The wedding was attended by a host of Broadway stars, including Gary Beach, Lee Roy Reams, Karen Ziemba, Conrad John Schuck, Tommy Tune, Sandy Duncan, Linda Lavin and Joel Grey.

Marcia Lewis was born in Melrose, MA, and raised in Cincinnati, OH. She was a registered nurse at the The University of Cincinnati and Mount Sinai Hospital, New York, receiving her RN from the Jewish Hospital School of Nursing, Cincinnati.

She appeared at the Off-Broadway Theatre of the Zanies in An Impudent Wolf (1965), the Players Theatre in Who's Who Baby? (1968), and Playwrights Horizons in Romance Language in 1984 and When She Danced in 1990. She also had an extensive cabaret career, appeared in a 2002 benefit concert of Funny Girl, and starred in productions of Nunsense.

Nunsense creator and director Dan Goggin told on Dec. 21, "Marcia Lewis played Sister Mary Hubert in the first 'star' company of Nunsense with Kaye Ballard and Jaye P. Morgan.She was nothing short of brilliant! I remember she was very nervous about singing the gospel finale 'Holier Than Thou,' saying she didn't know if she could do gospel music. When she finished the number on the first night, the audience went wild and Marcia came off the stage ecstatic, saying, 'I feel just like Madonna!' I adored her."
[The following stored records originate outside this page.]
PR #436, opened 2021-01-07
Convert CI to Github Actions

adelavega:
Travis CI is not cool anymore, so moving to Github Actions.
Also: Merged @rbroc's PR that fixes HuggingFace's BERT extractors, fixed AudioSet model download, and various minor test regressions.
Oh, also I'm switching to codecov because Coveralls GH action doesn't play nice w/ pytest apparently.


adelavega:
Looks like coverage didnt work, so need to fix that first

adelavega:
Codecov is working!

tyarkoni (approved):
Looks good, thanks! Only suggestion is to maybe add Python 3.8 and 3.9 to the matrix. (We could probably also explicitly update minimum Python version to 3.6 given that we no longer test on 3.6 and 3.5 has now reached its end of life).

tyarkoni:
One minor issue is that if we re-enable the paid tests, they'll all fail because none of the environment variables are set on GitHub. I'll need to look into this at some point and add all the respective secrets, but I imagine it's pretty straightforward.

adelavega:
Yep, should be easy to add those under the repo Settings -> Secrets. 

I'll change the matrix to 3.6-3.9 and merge once passing.

PR #439, opened 2021-01-14
Fix pytest memory leak by running forked

adelavega:
I looked into the memory leak issue and no matter how many things I tried to delete from memory, there was always significant number of leakage from deep learning models, especially. I tried deleting objects, and modules from `sys.modules` but the problem persisted. 

The majority of leakage was occurring in about 8-10 tests that leaked between 200-1200MB each.

Turns out it's quite difficult to clean up objects in memory that are nested within libraries, without accidentally unloading things from pliers or pytest.

Instead, I found a library called `pytest-forked` which allows you to run each test in its own forked process. I tagged all the high memory leak tests as to be forked. Therefore, all imports are done independently and in an isolated fashion. Combined with running in parallel across threads, the tests are finishing in about 8-12 mins, including all tests we previously skipped due to "high memory usage".

### DIFF
--- a/.github/workflows/python-package.yml
+++ b/.github/workflows/python-package.yml
@@ -43,5 +43,5 @@ jobs:
         python -m pliers.support.setup_yamnet
     - name: Test with pytest
       run: |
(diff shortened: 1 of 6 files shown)


tyarkoni (approved):
Oh, sweet, thanks! LGTM.

PR #452, opened 2021-03-20
[CI] Build docker image with github actions.

jdkent:
using github actions to build/distribute docker image

`secrets.CR_PAT` needs to be created by someone with admin privileges.
It's a personal access token, [with package permissions](https://docs.github.com/en/packages/learn-github-packages/about-github-packages#authenticating-to-github-packages), I can do it (if you think I _should_ have admin access, hopefully to just this repository, but maybe need someone that is admin to the organization).


jdkent:
finally got it passing, for some reason I cannot run the `pliers/tests/extractors/test_model_extractors.py` tests, (it times out), but should be ready for review otherwise @adelavega

adelavega:
Ah, that's a common issue with the timeout. This is why in the past I had to split the tests into multiple lines. It probably runs out of RAM.

adelavega:
Nice, looks good. Can you update the README or docs to reference how to use the Docker image?

jdkent:
@adelavega there is a urllib error for the python tests that I'm not sure about, do you have any thought?

jdkent:
@adelavega, I think this is finally ready, there is a soft limit of 14GB of storage on the runner, so I had to delete some very large unused files on the virtual machine so I could build the very large pliers image.

jdkent:
@adelavega, does this pull request look okay? once merged, it should fix the broken tests in #454

adelavega (approved):
Looks excellent. Let's merge!

PR #454, opened 2021-04-06
[DOC] Add video

jdkent:
Adds @adelavega's excellent video explaining pliers at the **TOP**, since people like watching things more than reading, and link corresponding tutorial/course in readme.

### DIFF
--- a/README.rst
+++ b/README.rst
@@ -4,6 +4,12 @@
 |PyPI version fury.io| |pytest| |Coverage Status|
 |DOI:10.1145/3097983.3098075|
 
+
+.. raw:: html
+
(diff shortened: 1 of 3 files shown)


adelavega:
As flattered as I am James, maybe the link to the tutorial is sufficient? Only because this is domain specific to fmri/neuroimaging and in theory pliers is a domain general tool.

jdkent:
I think it's still good to have the video directly linked (I think it's a good sign that shows project vitality, investment, and people sometimes prefer to watch something versus read), but I conceded and put the video in Documentation with a disclaimer that pliers is a general-purpose tool.

If the video becomes too out of date we can remove it (or replace it?)

How does that sound?

jdkent:
for whatever reason, the doc build now requires pytest, I added pytest to the doc requirements and refactored setup.py so that the requirements in setup.py will be the same as the requirements in the files.

ready for review @adelavega

adelavega (approved):
LGTM

PR #12, opened 2020-11-19
feat: 🎸 add SQFormCheckboxGroup and SQFormCheckboxGroupItem

lucas-homer:
SQFormCheckboxGroup and -Item comps enable an 'inclusion list' UX to
add/remove items from a larger list of options via checkbox, with an
optional 'select all' functionality built in.

[Loom demo](https://www.loom.com/share/021e1f7fed42443181b4285aa81cdf3f)

### DIFF
--- a/src/components/SQForm/SQFormCheckboxGroup.js
+++ b/src/components/SQForm/SQFormCheckboxGroup.js
@@ -17,6 +17,15 @@ export default function SQFormCheckboxGroup({
 }) {
   const {values, setFieldValue} = useSQFormContext();
 
+  const handleSelectAllChange = event => {
+    if (event.target.checked) {
+      setFieldValue(name, selectAllData);
+    } else {
+      setFieldValue(name, []);
+    }
+    setFieldValue('selectAll', !values.selectAll);
+  };
+
   if (!useSelectAll) {
     return <SQFieldArray name={name}>{children}</SQFieldArray>;
   }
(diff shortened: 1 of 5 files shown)


src/components/SQForm/SQFormCheckboxGroup.js
```diff
@@ -0,0 +1,56 @@
...
+          label="Select All"
+          isChecked={values.selectAll}
+          onChange={e => {
+            if (e.target.checked) {
+              setFieldValue(name, selectAllData);
+            } else {
+              setFieldValue(name, []);
+            }
+            setFieldValue('selectAll', !values.selectAll);
+          }}
```
20BBrown14, line 38: For readability sake could we pull this anon function out to a const?

src/components/SQForm/SQFormCheckboxGroup.js
```diff
@@ -0,0 +1,56 @@
...
+          {...selectAllProps}
+        />
+      </Grid>
+      <SQFieldArray name={name}>{children}</SQFieldArray>
+    </>
+  );
+}
+
+SQFormCheckboxGroup.propTypes = {
```
lucas-homer, line 47: forgot to add the other proptypes! standby for that...

src/components/SQForm/SQFormCheckboxGroup.js
lucas-homer: sure! good idea.

lucas-homer: done

SeanGroff (approved):
This looks solid to me!
As we start using this more in the wild we may notice common patterns we can abstract into this component.
Since we don't know those yet, I think the current solution of going full-on inversion is solid

20BBrown14 (approved):

PR #13, opened 2020-11-20
fix: 🐛 reset form state during onclose event

lucas-homer:
We need to reset the form state when we 'cancel' out of the dialog, so I moved most of the dialog into another custom component, enabling access to `resetForm` from `useSQFormContext`, and put that inside a handler. Additionally, I noticed a small issue when consuming this component re: the DialogActions styles. We weren't getting the `space-between` override we set in CSS, so I moved that to a `classes` object to directly change the MuiDialogActions-root class.

[Loom](https://www.loom.com/share/54bc957125b64fdf8bafbea15ac3f7bd)

### DIFF
--- a/src/components/SQFormDialog/SQFormDialog.js
+++ b/src/components/SQFormDialog/SQFormDialog.js
@@ -45,8 +45,6 @@ function SQFormDialog({
         onSave={onSave}
         saveButtonText={saveButtonText}
         title={title}
-        enableReinitialize={false}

Karen Ziemba, who took over the role of Roxie Hart in Chicago during Ms. Lewis' tenure in the show, told, "I just spoke to Marcia a few weeks ago. She told me she seldom picks up the phone, but had just come back into the kitchen to put a beautiful rose from her garden into a vase. Well, she indeed picked up, and there I was on the other end of the line, her with her rose in hand. Marcia was a beautiful rose of the highest order. Never had an unkind word to say about anyone, yet, as an actress, could play the most diabolical characters that you still cared about, because each one had a heart underneath and a smile as big as all outdoors. I will never forget her."

In 2001, after her honeymoon, the actress returned to the role of Matron "Mama" Morton of Chicago. She also toured with the show in 2003. She lived in Nashville, and considered herself retired from the business.